4. The high speed camera position was adjusted and a light field picture was taken, the result of which is shown in fig. 5.

And (3) performing in-vivo biological sample real test by using an array structured light illuminated microscopic imaging system. The experimental procedure was as follows:

1. on the basis of a structural light field detection experimental system, a detection imaging system is set up as shown in fig. 2.

2. Live zebra fish larvae are placed in a square capillary tube, and the capillary tube is fixed by a clamping device.

3. The power is turned on and the square capillary is fine-tuned to the focal plane of the illumination microscope objective. At the same time, the 4 x observation objective is used to adjust the imaging to be clear.

4. And selecting Gaussian light illumination as a control group and regular hexagonal array structured light as an experimental group, sequentially testing and repeating a plurality of groups, and shooting an imaging result by using a high-speed camera.

5. The imaging results of the gaussian light and the regular hexagonal array structured light illumination are analyzed and compared, and the results are shown in fig. 6. Wherein (a) is zebra fish head imaging illuminated by regular hexagonal array structured light; (b) imaging the zebra fish head illuminated by Gaussian light; (c) the result of gray scale analysis of (a) and (b) is an enlargement of the zebra fish eye outline (the portion enclosed by the yellow dotted line).

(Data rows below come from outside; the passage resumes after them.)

PR #4216, opened 2016-04-22
Adding built assets to npm

### LINKED ISSUE #4210: Built JS and CSS not included in NPM package
We need to include the built `bokeh.js` and `bokeh.css` with the npm package. Then add
`"main": "build/js/bokeh.js"` to our `package.json`

mistakevin:
- [x] issues: fixes #4210 

Steps to publish are documented in #4210

### DIFF
--- a/bokehjs/.npmignore
+++ b/bokehjs/.npmignore
@@ -1,0 +1,8 @@
+/node_modules
+*~
+*.sw[opn]
+*.bak
+*#*
+*.#*
+*.DS_Store
+npm-debug.log
--- a/bokehjs/package.json
+++ b/bokehjs/package.json
@@ -100,5 +100,6 @@
   "scripts": {
     "build": "gulp build",
     "dev-build": "gulp dev-build"
-  }
+  },
+  "main": "build/js/bokeh.js"
 }


bryevdv:
What about the CSS and `bokeh-widgets.js`?

mistakevin:
You pull those in manually from your `node_modules` folder using the `"browser"` object in your `package.json`. The `"main"` just points to the library you want to bring in with a simple `require(<package name>)` call.

bryevdv:
@damianavila any comments?

bryevdv:
@bokeh/dev I will merge this later today unless there is objection. @mistakevin is there some way we could test this ahead of time?

bryevdv:
@mistakevin actually I am still a bit confused. There is no mention of `bokeh-widgets.js` in the "browser" section:
```
  "browser": {
    "bootstrap/button": "./src/vendor/bootstrap-3.1.1/js/button.js",
    "bootstrap/dropdown": "./src/vendor/bootstrap-3.1.1/js/dropdown.js",
    "bootstrap/modal": "./src/vendor/bootstrap-3.1.1/js/modal.js",
    "bootstrap/tab": "./src/vendor/bootstrap-3.1.1/js/tab.js",
    "slick_grid/slick.core": "./src/vendor/slick-grid-2.1.0/slick.core.js",
    "slick_grid/slick.grid": "./src/vendor/slick-grid-2.1.0/slick.grid.js",
    "slick_grid/plugins/slick.rowselectionmodel": "./src/vendor/slick-grid-2.1.0/plugins/slick.rowselectionmodel.js",
    "slick_grid/plugins/slick.checkboxselectcolumn": "./src/vendor/slick-grid-2.1.0/plugins/slick.checkboxselectcolumn.js",
    "jqrangeslider/jQRangeSlider": "./src/vendor/jqrangeslider-5.7.0/jQRangeSlider.js",
    "jqrangeslider/jQDateRangeSlider": "./src/vendor/jqrangeslider-5.7.0/jQDateRangeSlider.js",
    "jquery_event_drag": "./src/vendor/jquery-event-2.2/jquery.event.drag.js",
    "jquery_event_drop": "./src/vendor/jquery-event-2.2/jquery.event.drop.js",
    "gear_utils": "./src/vendor/gear-utils/gear-utils.js",
    "kiwi": "./src/vendor/kiwi/kiwi.js",
    "gloo2": "./src/vendor/gloo/gloo2.js"
  }
```

To be clear, we split what used to just be one library (`bokeh.js`) into two smaller pieces (`bokeh.js` and `bokeh-widget.js`) What is the "proper" npm way to handle this? Is it possible to have a single npm project that is comprised of multiple js files?

mistakevin:
Yes. I meant if a user needed to bring in `bokeh-widgets.js` into their projects, they put it in THEIR `packages.json`. Many libraries that have been broken up into many smaller modules do this. Take Zurb Foundation for instance

screen shot 2016-04-26 at 3 58 36 pm

Instead of bringing in all of `foundation.js`, you can bring in the individual modules as you ned them. Then in your code, you can simply `require` the library.

So in my `package.json`, I would have 

```json
{
  "dependencies": {
    "bokehjs": "0.12",
  },
  "browser": {
    "bokeh-widgets": "./node_modules/bokehjs/build/js/bokeh-widgets.js",
  },
}
```

and in my code I would have

```javascript
window.Bokeh = require('bokehjs');
require('bokeh-widgets');
```

bryevdv:
OK thanks for the explanation. The part I was missing was that all of our `build` dir gets packaged automatically (I believe, from what you have said) I thought perhaps we had to explicitly specify. Will merge this later tonight.

mistakevin:
Yeah, the `.npmignore` is basically the same as `.gitignore`, but without the `build` directory. `.npmignore` will be used now, instead of `.gitignore`

damianavila:
Sorry to be late here... just a simple question... don't we need, eventually, to ship bokeh-widgets as a standalone package? Or this `browser` pattern is wide extended enough in the JS community?

Additionally, do we have any docs to tell JS people how to use it? It could be enough to have something like the description above, but from the PR, I don't see any docs changes.

mistakevin:
Adding something to the docs would sound like a great idea.

I don't know how entangled `bokeh.js` and `bokeh-widgets.js` are. Do you always have to have `bokeh-widgets.js`? In some modules there is, for instance, a `bokeh.full.js` vs `bokeh.core.js` and `bokeh.widgets.js` that you can bring in modularly.

PR #4220, opened 2016-04-22
store computed final props on a private attribute

### LINKED ISSUE #4219: New strict JS property updates broke DatetimeTickFormatter
The `formats` property is actually a bit problematic. The values sent from python are actually diffs applied on top of a standard base set of formats stored in BokehJS. The "final computed" formats were stored in `@formats` but recent properties changes made `@formats` equivalent to `@get('formats')` however the "final computed" formats actually contain other information and fail validation with errors like: 
```
2016-04-22 15:41:45,748 error handling message Message 'PATCH-DOC' (revision 1): DeserializationError('String expected str, got [6]',)
2016-04-22 15:41:45,749   message header {'msgtype': 'PATCH-DOC', 'msgid': '2DCC546DE9464C298093EC714AF6DE29'} content {'references': [], 'events': [{'attr': 'formats', 'new': {'minsec': [[6], [':%M:%S']], 'microseconds': [[8], ['%fus']], 'milliseconds': [[5, 7], ['%3Nms', '%S.%3Ns']], 'months': [[5, 7], ['%b%y', '%m/%Y']], 'days': [[5, 5], ['%m/%d', '%a%d']], 'years': [[3, 4, 4], [{}, '%Y', {}]], 'seconds': [[3], ['%Ss']], 'hourmin': [[5], ['%H:%M']], 'hours': [[3, 5], ['%Hh', '%H:%M']], 'minutes': [[3, 3], [':%M', '%Mm']]}, 'kind': 'ModelChanged', 'model': {'type': 'DatetimeTickFormatter', 'id': 'e492fb4b-edef-48b9-8846-abd1960e6b1a'}}, {'attr': 'formats', 'new': {'minsec': [[6], [':%M:%S']], 'microseconds': [[8], ['%fus']], 'milliseconds': [[5, 7], ['%3Nms', '%S.%3Ns']], 'months': [[5, 7], ['%b%y', '%m/%Y']], 'days': [[5, 5], ['%m/%d', '%a%d']], 'years': [[3, 4, 4], [{}, '%Y', {}]], 'seconds': [[3], ['%Ss']], 'hourmin': [[5], ['%H:%M']], 'hours': [[3, 5], ['%Hh', '%H:%M']], 'minutes': [[3, 3], [':%M', '%Mm']]}, 'kind': 'ModelChanged', 'model': {'type': 'DatetimeTickFormatter', 'id': '02ed10d1-f233-43d5-bc22-0585f1249521'}}]}
```

bryevdv:
- [x] issues: fixes #4219
- [x] tests added / passed

This PR makes the "internal" formats dict on a datetime tick formatter actually be internal. This PR also removes some unused "function" formats that were not compatible with serialization. 

Note that it is less than ideal that the `formats` bokeh property is always set from the JS side, it migh tbe better to set "base formats" and overlay the "diff formats" from python. This PR does not address that.

### DIFF
--- a/bokehjs/src/coffee/models/formatters/datetime_tick_formatter.coffee
+++ b/bokehjs/src/coffee/models/formatters/datetime_tick_formatter.coffee
@@ -14,22 +14,6 @@ _us = (t) ->
   # microsecond / millisecond tick.
   return Math.round(((t / 1000) % 1) * 1000000)
 
-_two_digit_year = (t) ->
-  # Round to the nearest Jan 1, roughly.
-  dt = new Date(t)
-  year = dt.getFullYear()
-  if dt.getMonth() >= 7
-      year += 1
-  return SPrintf.sprintf("'%02d", (year % 100))
-
-_four_digit_year = (t) ->
-  # Round to the nearest Jan 1, roughly.
-  dt = new Date(t)
-  year = dt.getFullYear()
-  if dt.getMonth() >= 7
-      year += 1
-  return SPrintf.sprintf("%d", year)
-
 _array = (t) ->
   return tz(t, "%Y %m %d %H %M %S").split(/\s+/).map( (e) -> return parseInt(e, 10) );
 
@@ -56,8 +40,8 @@ class DatetimeTickFormatter extends TickFormatter.Model
   type: 'DatetimeTickFormatter'
 
   @define {
-      formats: [ p.Any, {} ] # TODO (bev)
-    }
+    formats: [ p.Any, {} ] # TODO (bev)
+  }
 
   # Labels of time units, from finest to coarsest.
   format_order: [
@@ -77,10 +61,7 @@ class DatetimeTickFormatter extends TickFormatter.Model
     'hours':        ['%Hh', '%H:%M']
     'days':         ['%m/%d', '%a%d']
     'months':       ['%m/%Y', '%b%y']
-    # TODO: the functions here currently aren't serializable
-    # and so can't be set from the python client. Although,
-    # I'm not at all sure what purpose these functions have.
-    'years':        ['%Y', _two_digit_year, _four_digit_year]
+    'years':        ['%Y']
   }
 
   # Whether or not to strip the leading zeros on tick labels.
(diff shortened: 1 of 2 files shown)


bryevdv:
ping @mattpap

bokehjs/src/coffee/models/formatters/datetime_tick_formatter.coffee
```diff
@@ -77,26 +61,26 @@ class DatetimeTickFormatter extends TickFormatter.Model
...
-    'years':        ['%Y', _two_digit_year, _four_digit_year]
+    'years':        ['%Y']
   }
 
   # Whether or not to strip the leading zeros on tick labels.
   strip_leading_zeros: true
 
   initialize: (attrs, options) ->
     super(attrs, options)
+    @formats = _.extend({}, @_formats, @get("formats"))
```
mattpap: I presume this is intentional, but let me reiterate. This can be viewed as `@set("formats", _.extend(...))`, so you are modifying user's input and (when using server) pushing changes to the client. I would say a computed property should have been defined here (e.g. `computed_formats`). In this case it may be harmless to leave it as-is. However, in general I think we shouldn't modify user's input like this. This is specifically visible in `Plot.renderers` where we mix all kinds of stuff and in the end, it requires special serialization code to make it work (among other issues).

bryevdv: What's actually different about this case is the the user's input is not expected it be *all* formats. Rather, the users inputs are assumed to be just a delta that is overlaid on top of the base defaults. I think it might currently work to just set the defaults in python as is done with tool overlays now. I will try this first.

bryevdv:
@mattpap I made it work the way other models currently work. Setting just one field of dict triggers the right sort of update (it did not in the past, which is why it was the way it was). For example, adding this
```
plot.xaxis[0].formatter.formats['months'] = ['%m/%Y FOO']
```
to the weather app yields 
screen shot 2016-04-22 at 5 15 24 pm

I think we can agree this is better?

bryevdv:
OK, I think this should be pretty uncontroversial, and an improvement that makes this case more consistent with other similar cases.

PR #4223, opened 2016-04-23
send date without TZ as-is, do not assume gmt

### LINKED ISSUE #4139: Bokeh Datatable renders dates one day off.
I am using Bokeh 0.11.0

When I produce a data table with dates, the rendered dates are one day off from the source of the data.  Taking the example from the bokeh documentation page (http://bokeh.pydata.org/en/0.11.1/docs/user_guide/interaction.html). 

capture

If you look at the actual dates inside data, it should be 04/01/2014 to 03/102/014 (not 02/28/2014 to 03/09/2014).

capture2

bryevdv:
- [x] issues: fixes #4139
- [x] tests added / passed

This PR changes the JSON encoder to not use `calendar.timegm`, which converts to local timestap, assuming that the datetimes provided are already GMT, causing them to be offset incorrectly.

### DIFF
--- a/bokeh/core/json_encoder.py
+++ b/bokeh/core/json_encoder.py
@@ -6,10 +6,10 @@ from __future__ import absolute_import
 import logging
 log = logging.getLogger(__name__)
 
-import calendar
 import datetime as dt
 import decimal
 import json
+import time
 
 import numpy as np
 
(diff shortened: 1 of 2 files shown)


bryevdv:
With this code:
```
from datetime import date
from random import randint

from bokeh.io import output_file, show, vform

data = dict(
    )

columns = [
    ]

show(vform(data_table))
```
yields 
screen shot 2016-04-23 at 11 32 27 am

bryevdv:
ping @bokeh/dev for comment and discussion

bryevdv:
OK I am going to go ahead and merge this, I think there are still more review and improvements to make around our datetime handling, but sending `date`/`datetime` as-is (absent any tz info) should hopefully be an uncontroversial change.

PR #4423, opened 2016-06-02
Changed docserver shutdown instruction.

gonike:
As commented on my previous PR #4033, changed message during docserver startup from 

    Press any key to exit...

to

    Press <ENTER> to exit...


bryevdv:
Thanks for the catch!

bryevdv:
OK not sure what happened with the first test run, things appear to be going fine now. One test is expected to fail since you are not in @bokeh/dev but I will merge once everything else is green.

FIG. 6 shows that under the Gaussian illumination condition, the illumination brightness is not uniform, an overexposure phenomenon exists in a local range, the number of overexposure noise pixels is equivalent to that of actual image signal pixels, and the image signal-to-noise ratio is low; under the condition of regular hexagonal array structured light illumination, the zebra fish sample can be seen to have uniform overall imaging brightness, only a small part of the zebra fish sample has an overexposure phenomenon, the contrast is high, the signal-to-noise ratio and the definition are greatly improved, and the phototoxicity and photobleaching on organisms can be correspondingly greatly reduced.